INPUT DATA

PR #490, opened 2022-12-13
Fix keyboard navigation on RegionSearch

### LINKED ISSUE #363: RegionSearch - Keyboard navigation doesn't work

pnavarrc:
Close https://github.com/covid-projections/act-now-packages/issues/363 - Fix keyboard navigation on `RegionSearch`

The function passed to `renderOption` needs to return a list item, and inject a couple of accessibility props and event handlers that make all work. We were using links which were working when the user clicks on the items, but would interfere with the focus status of each list item, so I updated `onChange` and remove the styled link.

image

I updated the styles a bit to match the current style and removed the hover styling on the `SearchItem` since the styles injected on the list item already have some padding and hove styling.

### DIFF
--- a/packages/ui-components/src/components/RegionSearch/RegionSearch.tsx
+++ b/packages/ui-components/src/components/RegionSearch/RegionSearch.tsx
@@ -3,6 +3,7 @@ import React, { HTMLAttributes } from "react";
 import SearchIcon from "@mui/icons-material/Search";
 import {
   Autocomplete,
+  AutocompleteChangeReason,
   AutocompleteProps,
   TextField,
   createFilterOptions,
@@ -59,7 +60,11 @@ export const RegionSearch = ({
   return (
     <Autocomplete
       options={options}
-      onChange={(e, region: Region | null, reason: string) => {
+      onChange={(
+        e,
+        region: Region | null,
+        reason: AutocompleteChangeReason
+      ) => {
         if (region && reason === "selectOption") {
           // Typescript doesn't allow to assign a string to window.location
           // https://github.com/microsoft/TypeScript/issues/48949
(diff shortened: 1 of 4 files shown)


packages/ui-components/src/components/RegionSearch/RegionSearch.tsx
```diff
@@ -65,17 +59,22 @@ export const RegionSearch = ({
   return (
     <Autocomplete
       options={options}
-      onChange={(e, item: Region | null) => onChange(item)}
+      onChange={(e, region: Region | null, reason: string) => {
+        if (region && reason === "selectOption") {
+          // Typescript doesn't allow to assign a string to window.location
+          // https://github.com/microsoft/TypeScript/issues/48949
+          (window as any).location = regionDB.getRegionUrl(region);
```
mikelehen, line 71: Can we do `window as Window` instead? https://github.com/microsoft/TypeScript/issues/48949#issuecomment-1203967132

In general I'm guessing there's a next.js way to navigate the browser which we would ideally hook into somehow, but this is probably fine for now.

packages/ui-components/src/components/RegionSearch/RegionSearch.tsx
```diff
@@ -65,17 +59,22 @@ export const RegionSearch = ({
   return (
     <Autocomplete
       options={options}
-      onChange={(e, item: Region | null) => onChange(item)}
+      onChange={(e, region: Region | null, reason: string) => {
```
mikelehen: Can we type `reason` as `AutocompleteChangeReason` so

mikelehen (approved):
Don't forget to add a changeset!

packages/ui-components/src/components/RegionSearch/RegionSearch.tsx
pnavarrc: I tried `window as Window`, but still didn't work 🤷 (I'm not sure why, maybe our version of TS?). 

We could use `useRouter` from Next, but we will need to figure out a way to pass any type of router to this component if we want to make it generic enough (or we could pass the `onSelect` as a prop so the user can call the navigation) - going to punt on that for now.

packages/ui-components/src/components/RegionSearch/RegionSearch.tsx
pnavarrc: good call!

WHAT IS NEEDED
Only the lines from the one with "We could use" through the final line above belong in the answer, each reproduced word for word.

RESULT FOR THIS EXERCISE
We could use `useRouter` from Next, but we will need to figure out a way to pass any type of router to this component if we want to make it generic enough (or we could pass the `onSelect` as a prop so the user can call the navigation) - going to punt on that for now.

packages/ui-components/src/components/RegionSearch/RegionSearch.tsx
pnavarrc: good call!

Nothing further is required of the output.